Lack of longitudinal clinical data

Most human studies assessing the gut-implant connection are cross-sectional or short-term, providing only a snapshot of microbial and inflammatory dynamics at a single time point. Such designs cannot capture the temporal evolution of dysbiosis or its long-term influence on peri-implant tissue healing and implant survival.

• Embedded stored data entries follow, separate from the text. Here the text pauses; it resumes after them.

PR #11631, opened 2022-06-13
Rigel 18.7.0 liv 964 add vendor task

nadav-ravid:


nadav-ravid:
merged accidentally to previous version. previous PR with approval and comments:
https://github.com/kaltura/server/pull/11615

PR #11634, opened 2022-06-14
PLAT-23755: Upload flow is not working as expected (mediaType)

danbar0kal:


alpha/apps/kaltura/lib/kUploadTokenMgr.php
```diff
@@ -176,6 +176,19 @@ public function uploadFileToToken($fileData, $resume = false, $resumeAt = -1)
 		$this->_uploadToken->setDc(kDataCenterMgr::getCurrentDcId());
 		
 		$this->_uploadToken->save();
+		
+		$flavorAsset = assetPeer::retrieveById($this->_uploadToken->getObjectId());
```
inbal-ben-david, line 180: this logic needs to run only if the upload was finished fully and the flavor asset is source and $this->_uploadToken->getObjectId()

api_v3/lib/KalturaEntryService.php
```diff
@@ -148,6 +148,10 @@ protected function replaceResourceByEntry($dbEntry, $resource, $tempMediaEntry)
 		$dbEntry->setReplacementStatus(entryReplacementStatus::NOT_READY_AND_NOT_APPROVED);
 		if(!$partner->getEnabledService(PermissionName::FEATURE_ENTRY_REPLACEMENT_APPROVAL) || $dbEntry->getSourceType() == EntrySourceType::KALTURA_RECORDED_LIVE)
 			$dbEntry->setReplacementStatus(entryReplacementStatus::APPROVED_BUT_NOT_READY);
+		if ($dbEntry->getMediaType() == null && $tempDbEntry->getMediaType() != null)
```
inbal-ben-david, line 151: check if this is already happening on 
api_v3/services/BaseEntryService.php:399

danbar0kal: does not happen. this is relevent only when uploading in the usual way, where the token is already uploaded and the type (field inside KalturaBaseEntry) is automatic. In our case, we asked Atar to preselect KalturaMediaEntry so we don't go in that piece of code.

alpha/apps/kaltura/lib/kUploadTokenMgr.php
```diff
@@ -168,14 +170,56 @@ public function uploadFileToToken($fileData, $resume = false, $resumeAt = -1)
...
 		}
 		
 		$this->_uploadToken->setUploadedFileSize($fileSize);
 		$this->_uploadToken->setDc(kDataCenterMgr::getCurrentDcId());
 		
 		$this->_uploadToken->save();
+		
+		if ($this->_uploadToken->getObjectId() && $this->_uploadToken->getObjectType())
+		{
+			switch ($this->_uploadToken->getObjectType())
```
inbal-ben-david, line 184: move it to protected function getAttachedEntry

alpha/apps/kaltura/lib/kUploadTokenMgr.php
```diff
@@ -168,14 +170,56 @@ public function uploadFileToToken($fileData, $resume = false, $resumeAt = -1)
...
+				{
+					$flavorAsset = assetPeer::retrieveById($this->_uploadToken->getObjectId());
+					if ($flavorAsset && $flavorAsset->getType() == assetType::FLAVOR && $flavorAsset->getEntryId())
+					{
+						$entry = entryPeer::retrieveByPK($flavorAsset->getEntryId());
+					}
+					break;
+				}
+			}
+			if ($entry && $entry->getType() == entryType::MEDIA_CLIP && !$entry->getMediaType())
```
inbal-ben-david, line 201: $entry is not necesseraly defined, declere it before the call to the new function you will create

inbal-ben-david (approved):

PR #11650, opened 2022-06-21
SUP-31486: get shorter expiry than 24 hours in session.impersonate

coralburg12:
Cover the cases : 

1. Parter has expiry null or non positive and expiry from user is null or non positive - return 24 hours as expiry.
2. Parter has expiry null or non positive and expiry from user is less than 24 hours but positive - return expiry from user.
3. Parter has expiry null or non positive and expiry from user is more than 24 hours - return 24 hours as expiry.
4. Partner has positive value for expiry and expiry from user is null or non positive - return partner's expiry.
5. Partner has positive value for expiry and expiry from user is positive - return the minimum between them.

Not handled for now - case 5 when both of expiries are bigger than 24 hours.

### DIFF
--- a/alpha/lib/model/Partner.php
+++ b/alpha/lib/model/Partner.php
@@ -129,7 +129,16 @@ class Partner extends BasePartner
 			in_array($partner_secret, $additionalSecrets, true) ||
 			(!$admin && $partner_secret === $this->getSecret()))
 		{
-			$ks_max_expiry_in_seconds = $this->getKsMaxExpiryInSeconds();
+			$ks_max_expiry_in_seconds_from_partner = $this->getKsMaxExpiryInSeconds();
+			if (!$ks_max_expiry_in_seconds_from_partner|| $ks_max_expiry_in_seconds_from_partner < 0){
+				$ks_max_expiry_in_seconds_from_partner = 86400;
+			}
+			if ($ks_max_expiry_in_seconds && $ks_max_expiry_in_seconds > 0) {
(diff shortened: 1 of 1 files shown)


alpha/lib/model/Partner.php
```diff
@@ -129,7 +129,13 @@ public function validateSecret ( $partner_secret , $partner_key , &$ks_max_expir
 			in_array($partner_secret, $additionalSecrets, true) ||
 			(!$admin && $partner_secret === $this->getSecret()))
 		{
-			$ks_max_expiry_in_seconds = $this->getKsMaxExpiryInSeconds();
+			$ks_max_expiry_in_seconds_from_partner = $this->getKsMaxExpiryInSeconds();
+			if (!$ks_max_expiry_in_seconds_from_partner) {
```
inbal-ben-david, line 133: i think that in that case we need to keep the old behavior and just return the $this->getKsMaxExpiryInSeconds() as it was. we only want to add an upper bound to the expiry in case it was set

alpha/lib/model/Partner.php
```diff
@@ -129,7 +129,13 @@ public function validateSecret ( $partner_secret , $partner_key , &$ks_max_expir
...
+				$ks_max_expiry_in_seconds_from_partner = 86400;
+			}
+			if (!$ks_max_expiry_in_seconds || $ks_max_expiry_in_seconds > $ks_max_expiry_in_seconds_from_partner) {
```
inbal-ben-david, line 136: move { to new lines on all if blocks

inbal-ben-david (approved):

PR #11668, opened 2022-07-03
Rigel-18.9.0-PLAT-23755-1

danbar0kal:


alpha/apps/kaltura/lib/kUploadTokenMgr.php
```diff
@@ -117,6 +117,24 @@ public function getUploadToken()
 	 */
 	public function uploadFileToToken($fileData, $resume = false, $resumeAt = -1)
 	{
+		if (!$this->_uploadToken->getFileName())
```
inbal-ben-david, line 120: there is a function for that on line 148, no need to so it twice
$this->updateFileName($fileData);

alpha/apps/kaltura/lib/kUploadTokenMgr.php
```diff
@@ -117,6 +117,24 @@ public function getUploadToken()
...
+		{
+			$this->_uploadToken->setFileName($fileData['name']);
+		}
+		$entry = $this->getAttachedEntry();
+		if ($entry && $entry->getType() == entryType::MEDIA_CLIP && !$entry->getMediaType())
+		{
+			$entry->setMediaType($this->getMediaType());
```
inbal-ben-david, line 127: change it to 2 phases get and then set so the entry wont indexed if we dont have to,
like we have on:
api_v3/lib/KalturaEntryService.php:444

alpha/apps/kaltura/lib/kUploadTokenMgr.php
```diff
@@ -117,6 +117,24 @@ public function getUploadToken()
 	 */
 	public function uploadFileToToken($fileData, $resume = false, $resumeAt = -1)
 	{
+		if (!$this->_uploadToken->getFileName())
+		{
+			$this->_uploadToken->setFileName($fileData['name']);
+		}
+		$entry = $this->getAttachedEntry();
+		if ($entry && $entry->getType() == entryType::MEDIA_CLIP && !$entry->getMediaType())
```
inbal-ben-david, line 125: i think we can move all the logic back to the end of the function (the place where it was before this change)

alpha/apps/kaltura/lib/kUploadTokenMgr.php
```diff
@@ -126,9 +126,34 @@ public function uploadFileToToken($fileData, $resume = false, $resumeAt = -1)
...
+		{
+			$mediaType = $this->getMediaType();
+			if ($mediaType)
+			{
+				$entry->setMediaType($this->getMediaType());
+				$entryUpdated = true;
+			}
+			
+			if($entry->getMediaType() == KalturaMediaType::IMAGE)
```
inbal-ben-david, line 143: you can use $mediaType var you already initialized and check
if($mediaType && $mediaType ==..)

alpha/apps/kaltura/lib/kUploadTokenMgr.php
```diff
@@ -126,9 +126,34 @@ public function uploadFileToToken($fileData, $resume = false, $resumeAt = -1)
...
+			{
+				$contentResource = new KalturaUploadedFileTokenResource();
+				$contentResource->token = $this->_uploadToken->getId();
+				$dbContentResource = $contentResource->toObject();
+				$dbContentResource->attachCreatedObject($entry);
+			}
+		}
+		
+		if($entryUpdated)
```
inbal-ben-david, line 152: do it before the image entry check like being done on kLocalResource

PR #11678, opened 2022-07-06
PLAT-23805: userScore/list doesnt work with game services created lea…

drorsou:
…derboards


plugins/game/lib/api/filters/KalturaUserScorePropertiesFilter.php
```diff
@@ -8,7 +8,7 @@
 class KalturaUserScorePropertiesFilter extends KalturaUserScorePropertiesBaseFilter
 {
 	/**
-	 * @var int
+	 * @var string
```
inbal-ben-david, line 11: 1. need to also change the api for update and delete
2. need to test with client to make sure we have backword compatibility with int

inbal-ben-david (approved):

PR #11681, opened 2022-07-07
PLAT-23768: Add validation for config.ini file in deployV2 script

drorsou:


deployment/uiconf/deploy_v2.php
```diff
@@ -31,6 +31,11 @@
 
 //error_reporting(0);
 $confObj = uiConfDeployment::init($arguments['ini']); // get and read the config file
+if (!(isset($confObj->general->component->name) && isset($confObj->general->component->version)))
```
inbal-ben-david, line 34: i think we better have it on a different function and check first if $confObj->general->component is set then check the inner fields, and also check that $confObj->player exists in the conf

PR #11693, opened 2022-07-13
SUP-30725: increase moderation count to be more then 1 when flag entry

coralburg12:


alpha/lib/model/entry.php
```diff
@@ -363,11 +363,14 @@ public function setStatusReady ( $force = false )
 	 */
 	public function setModerationStatus($v)
 	{
-		if($v == $this->getModerationStatus())
-			return $this;
 			
-		if($v == entry::ENTRY_MODERATION_STATUS_PENDING_MODERATION || $v == entry::ENTRY_MODERATION_STATUS_FLAGGED_FOR_REVIEW)
+		$moderationStatuses = array(entry::ENTRY_MODERATION_STATUS_PENDING_MODERATION, $v == entry::ENTRY_MODERATION_STATUS_FLAGGED_FOR_REVIEW);
```
inbal-ben-david, line 367: this resolves to 0/1, not to the enum. looks like copy error
$v == entry::ENTRY_MODERATION_STATUS_FLAGGED_FOR_REVIEW

alpha/lib/model/entry.php
```diff
@@ -363,11 +363,14 @@ public function setStatusReady ( $force = false )
...
+		if (in_array($v, $moderationStatuses)) {
```
inbal-ben-david, line 368: { always in new line

alpha/lib/model/entry.php
```diff
@@ -363,11 +363,14 @@ public function setStatusReady ( $force = false )
 	 */
 	public function setModerationStatus($v)
```
inbal-ben-david, line 364: how you decide whether we always need to increase the moderation count if we got status ENTRY_MODERATION_STATUS_PENDING_MODERATION/ENTRY_MODERATION_STATUS_FLAGGED_FOR_REVIEW is it true on all cases?

alpha/lib/model/entry.php
```diff
@@ -363,11 +363,16 @@ public function setStatusReady ( $force = false )
...
-		if($v == $this->getModerationStatus())
-			return $this;
 			
-		if($v == entry::ENTRY_MODERATION_STATUS_PENDING_MODERATION || $v == entry::ENTRY_MODERATION_STATUS_FLAGGED_FOR_REVIEW)
+		$moderationStatuses = array(entry::ENTRY_MODERATION_STATUS_PENDING_MODERATION, entry::ENTRY_MODERATION_STATUS_FLAGGED_FOR_REVIEW);
+		if (in_array($v, $moderationStatuses))
+		{
 			$this->incModerationCount();
+		}
+		elseif($v == $this->getModerationStatus())
```
inbal-ben-david, line 372: should be in a different if since both conditions can be fullfiled

inbal-ben-david (approved):

PR #11699, opened 2022-07-18
PLAT-23808: session->impersonate doesnt allow setting ks expiry longe…

drorsou:
…r than max partner expiry

### DIFF
--- a/api_v3/services/SessionService.php
+++ b/api_v3/services/SessionService.php
@@ -90,8 +90,9 @@ class SessionService extends KalturaBaseService
 	{
 		KalturaResponseCacher::disableCache();
 		
+		$validatedExpiry = $expiry;
 		// verify that partnerId exists and is in correspondence with given secret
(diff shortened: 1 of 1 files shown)


api_v3/services/SessionService.php
```diff
@@ -90,8 +90,9 @@ function impersonateAction($secret, $impersonatedPartnerId, $userId = "", $type
 	{
 		KalturaResponseCacher::disableCache();
 		
+		$validatedExpiry = $expiry;
 		// verify that partnerId exists and is in correspondence with given secret
-		$result = myPartnerUtils::isValidSecret($partnerId, $secret, "", $expiry, $type);
+		$result = myPartnerUtils::isValidSecret($partnerId, $secret, "", $validatedExpiry, $type);
 		if ($result !== true)
```
inbal-ben-david, line 96: i think we also need to add check like we do on
alpha/apps/kaltura/lib/webservices/kSessionUtils.class.php:77

inbal-ben-david (approved):

PR #11705, opened 2022-07-25
LIV-958: Add new SCHEDULE_EVENT_FEATURE_MANAGE for the update live fe…

david-winder-kaltura:
…ature action


david-winder-kaltura:
User role is not update due to insertDefault is only for new object. Update the role should be done manually by alpha-script/sql command

nadav-ravid (approved):

PR #385, opened 2025-04-02
feat: ts-standby: Update ESLint, Prettier move Dockerfile

oklinov:


templates/ts-standby/.prettierrc
```diff
@@ -0,0 +1 @@
+{ "printWidth": 100 }
```
jirimoravcik, line 1: Hey, why is 100 here, while 120 in `.editorconfig`? Thanks

Also I was told prettier will be only able to either work with `.prettierrc` or `.editorconfig`, not with both

templates/ts-standby/eslint.config.mjs
jirimoravcik, line 1: Did you delete the old eslint config file?

templates/ts-standby/package.json
```diff
@@ -7,23 +7,29 @@
...
         "start:prod": "node dist/main.js",
         "start:dev": "tsx src/main.ts",
         "build": "tsc",
-        "test": "echo \"Error: oops, the actor has no tests yet, sad!\" && exit 1"
+        "test": "echo \"Error: oops, the actor has no tests yet, sad!\" && exit 1",
+        "lint": "eslint .",
+        "lint:fix": "eslint . --fix",
+        "format": "prettier --write .",
+        "format:check": "prettier --check .",
+        "lint:format": "npm run format && npm run lint:fix"
```
jirimoravcik, line 32: I don't really like `lint:format` as it doesn't indicate it's "lint and format". I also wonder which one should be first. Can lint break formatting or formatting break lint? I'd say the first case is more likely, so I'd change the order to 1. lint 2. format.

templates/ts-standby/eslint.config.mjs
```diff
@@ -0,0 +1,33 @@
...
+
+        rules: {
+            // Reason why this is enabled belongs here
+            'max-len': [
+                'error',
+                {
+                    code: 120,
+                    // ignoreComments: true,
+                },
+            ],
```
jirimoravcik, line 30: Honestly, I'd disable this completely as we have the formatter.

jirimoravcik (changes requested):
Thanks, looks great, had a few comments.

templates/ts-standby/eslint.config.mjs
MatousMarik: It is not done in this PR, but the script supports it. I will investigate the reason.

templates/ts-standby/package.json
MatousMarik: I saw it as they both can break each other and since eslint should be correctly configured right now, I wanted to run it last. That is why I chose the name where the first part is "main command" and the second is "option" (in my perception...)

Right now we don't have formatter set up well enough so the code structure is changing a lot from what we are used to.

Longitudinal studies are essential to determine whether gut microbiota changes precede peri-implant bone loss or occur as a consequence. They also allow for the evaluation of progressive shifts in cytokine levels, systemic biomarkers, and microbiota profiles over time, which is critical for identifying patients at risk and implementing early interventions.

Confounding factors

The gut microbiome is influenced by a wide array of host and environmental factors, many of which also affect implant outcomes. These include Dietary habits (e.g., fiber intake, fermented food consumption), Systemic conditions (e.g., diabetes, metabolic syndrome, inflammatory bowel disease), Medication use (e.g., antibiotics, proton pump inhibitors, immunosuppressants), Lifestyle behaviors (e.g., smoking, physical activity)

Future studies should focus on longitudinal clinical trials exploring how gut-targeted interventions influence peri-implant healing. Understanding the role of systemic markers, gut-derived metabolites, and inflammatory profiles may help establish a causal link. Interdisciplinary collaboration is essential for developing personalized therapeutic approaches.